[Data entries]
■ ■ ■

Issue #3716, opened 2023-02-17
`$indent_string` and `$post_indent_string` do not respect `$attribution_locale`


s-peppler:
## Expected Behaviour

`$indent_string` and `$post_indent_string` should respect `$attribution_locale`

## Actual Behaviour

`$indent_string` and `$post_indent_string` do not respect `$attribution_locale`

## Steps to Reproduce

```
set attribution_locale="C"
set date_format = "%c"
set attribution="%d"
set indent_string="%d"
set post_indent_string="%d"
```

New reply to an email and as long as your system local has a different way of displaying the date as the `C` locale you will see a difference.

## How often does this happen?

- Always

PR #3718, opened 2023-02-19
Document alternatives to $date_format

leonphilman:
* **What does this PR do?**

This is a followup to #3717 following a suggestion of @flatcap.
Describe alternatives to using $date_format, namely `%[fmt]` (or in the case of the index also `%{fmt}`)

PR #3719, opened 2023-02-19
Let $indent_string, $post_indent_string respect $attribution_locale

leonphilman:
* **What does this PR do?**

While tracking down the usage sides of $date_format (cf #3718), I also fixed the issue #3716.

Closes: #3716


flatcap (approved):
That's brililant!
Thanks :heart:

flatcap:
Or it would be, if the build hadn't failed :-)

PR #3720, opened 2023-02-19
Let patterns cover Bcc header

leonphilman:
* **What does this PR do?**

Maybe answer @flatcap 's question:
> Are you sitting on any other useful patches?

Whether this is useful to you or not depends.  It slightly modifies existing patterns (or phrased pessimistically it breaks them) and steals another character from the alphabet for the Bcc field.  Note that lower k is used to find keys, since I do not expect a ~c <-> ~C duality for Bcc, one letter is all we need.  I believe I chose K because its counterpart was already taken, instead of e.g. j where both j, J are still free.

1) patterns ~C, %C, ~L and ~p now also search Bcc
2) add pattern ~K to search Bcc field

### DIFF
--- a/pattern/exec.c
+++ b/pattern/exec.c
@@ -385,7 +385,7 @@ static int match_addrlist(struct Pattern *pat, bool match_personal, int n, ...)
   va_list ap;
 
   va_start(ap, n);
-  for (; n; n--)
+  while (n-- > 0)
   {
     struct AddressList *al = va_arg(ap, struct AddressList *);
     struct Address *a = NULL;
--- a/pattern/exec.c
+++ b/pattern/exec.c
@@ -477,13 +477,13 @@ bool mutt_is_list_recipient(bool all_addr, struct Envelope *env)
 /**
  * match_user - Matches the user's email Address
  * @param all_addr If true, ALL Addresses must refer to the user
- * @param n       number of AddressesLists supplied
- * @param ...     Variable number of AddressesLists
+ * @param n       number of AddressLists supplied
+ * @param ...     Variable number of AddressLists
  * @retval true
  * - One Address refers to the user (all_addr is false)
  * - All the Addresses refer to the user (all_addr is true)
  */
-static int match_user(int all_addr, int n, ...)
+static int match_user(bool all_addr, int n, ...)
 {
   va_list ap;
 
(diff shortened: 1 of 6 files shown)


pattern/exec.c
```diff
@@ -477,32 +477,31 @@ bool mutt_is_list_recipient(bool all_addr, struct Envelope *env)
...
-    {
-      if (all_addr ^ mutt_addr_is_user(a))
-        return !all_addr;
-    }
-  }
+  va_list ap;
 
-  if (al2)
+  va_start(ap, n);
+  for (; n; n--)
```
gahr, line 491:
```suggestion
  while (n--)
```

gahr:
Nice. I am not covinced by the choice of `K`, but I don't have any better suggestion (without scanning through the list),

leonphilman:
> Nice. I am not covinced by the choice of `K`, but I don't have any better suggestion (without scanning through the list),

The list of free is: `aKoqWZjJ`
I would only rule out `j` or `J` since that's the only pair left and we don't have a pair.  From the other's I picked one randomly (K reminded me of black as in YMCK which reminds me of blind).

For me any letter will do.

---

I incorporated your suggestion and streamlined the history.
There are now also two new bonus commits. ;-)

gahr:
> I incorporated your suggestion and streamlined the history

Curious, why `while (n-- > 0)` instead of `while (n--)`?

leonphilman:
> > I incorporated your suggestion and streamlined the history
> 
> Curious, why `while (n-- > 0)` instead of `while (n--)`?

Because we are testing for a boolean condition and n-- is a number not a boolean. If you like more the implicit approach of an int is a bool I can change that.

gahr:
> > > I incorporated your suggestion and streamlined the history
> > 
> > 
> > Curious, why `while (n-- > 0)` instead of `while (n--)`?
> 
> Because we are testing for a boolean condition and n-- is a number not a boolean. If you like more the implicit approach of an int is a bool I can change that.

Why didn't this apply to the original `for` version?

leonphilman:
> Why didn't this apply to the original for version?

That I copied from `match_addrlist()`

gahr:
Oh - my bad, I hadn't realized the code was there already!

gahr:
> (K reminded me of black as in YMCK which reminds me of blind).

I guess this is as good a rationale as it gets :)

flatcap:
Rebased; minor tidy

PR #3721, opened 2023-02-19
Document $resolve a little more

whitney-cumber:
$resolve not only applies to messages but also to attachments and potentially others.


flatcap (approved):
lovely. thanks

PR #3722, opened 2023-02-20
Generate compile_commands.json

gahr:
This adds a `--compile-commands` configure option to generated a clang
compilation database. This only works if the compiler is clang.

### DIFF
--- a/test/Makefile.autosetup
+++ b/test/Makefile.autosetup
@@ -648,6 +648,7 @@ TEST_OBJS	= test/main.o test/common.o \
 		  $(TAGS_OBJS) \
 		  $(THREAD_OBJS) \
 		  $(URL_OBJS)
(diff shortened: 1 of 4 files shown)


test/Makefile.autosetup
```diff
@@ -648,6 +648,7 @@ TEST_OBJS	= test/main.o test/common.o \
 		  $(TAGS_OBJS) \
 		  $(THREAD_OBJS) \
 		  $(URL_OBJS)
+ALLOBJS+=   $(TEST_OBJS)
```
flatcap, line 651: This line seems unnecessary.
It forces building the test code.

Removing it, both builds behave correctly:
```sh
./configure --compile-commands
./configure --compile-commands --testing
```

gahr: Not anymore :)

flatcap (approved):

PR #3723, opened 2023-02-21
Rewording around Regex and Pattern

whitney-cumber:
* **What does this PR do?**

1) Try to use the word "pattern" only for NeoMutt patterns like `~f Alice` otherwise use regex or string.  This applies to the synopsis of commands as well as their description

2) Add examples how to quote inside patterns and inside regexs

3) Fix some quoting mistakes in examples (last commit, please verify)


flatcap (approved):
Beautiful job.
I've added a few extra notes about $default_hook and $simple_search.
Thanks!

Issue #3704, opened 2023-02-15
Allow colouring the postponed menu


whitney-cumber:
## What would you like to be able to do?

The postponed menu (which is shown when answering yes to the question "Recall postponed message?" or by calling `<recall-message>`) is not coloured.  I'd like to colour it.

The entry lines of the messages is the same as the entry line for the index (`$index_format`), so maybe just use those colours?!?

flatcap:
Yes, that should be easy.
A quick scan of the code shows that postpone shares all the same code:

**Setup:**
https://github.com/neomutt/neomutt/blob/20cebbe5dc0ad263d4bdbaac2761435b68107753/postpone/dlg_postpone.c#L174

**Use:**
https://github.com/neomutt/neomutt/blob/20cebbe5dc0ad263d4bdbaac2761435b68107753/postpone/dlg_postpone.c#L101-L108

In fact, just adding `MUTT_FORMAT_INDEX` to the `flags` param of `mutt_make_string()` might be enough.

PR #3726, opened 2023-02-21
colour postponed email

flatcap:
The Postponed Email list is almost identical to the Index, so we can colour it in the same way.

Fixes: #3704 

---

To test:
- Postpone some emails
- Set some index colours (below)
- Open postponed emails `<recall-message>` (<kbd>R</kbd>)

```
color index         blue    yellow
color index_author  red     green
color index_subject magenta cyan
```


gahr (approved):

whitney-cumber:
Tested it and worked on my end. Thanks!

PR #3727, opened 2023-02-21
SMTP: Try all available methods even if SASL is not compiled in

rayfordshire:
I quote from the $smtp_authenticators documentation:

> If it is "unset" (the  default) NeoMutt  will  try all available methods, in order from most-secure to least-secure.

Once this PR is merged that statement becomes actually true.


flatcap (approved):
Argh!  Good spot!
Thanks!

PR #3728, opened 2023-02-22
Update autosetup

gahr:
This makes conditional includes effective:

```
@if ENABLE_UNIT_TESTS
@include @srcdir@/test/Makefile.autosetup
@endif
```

■ ■ ■

What is expected - An exact copy of the lines above, from the one containing "While tracking down" down to the one containing "other useful patches?" and including both, is the whole answer; retype it and nothing else.

Finished task -
While tracking down the usage sides of $date_format (cf #3718), I also fixed the issue #3716.

Closes: #3716


flatcap (approved):
That's brililant!
Thanks :heart:

flatcap:
Or it would be, if the build hadn't failed :-)

PR #3720, opened 2023-02-19
Let patterns cover Bcc header

leonphilman:
* **What does this PR do?**

Maybe answer @flatcap 's question:
> Are you sitting on any other useful patches?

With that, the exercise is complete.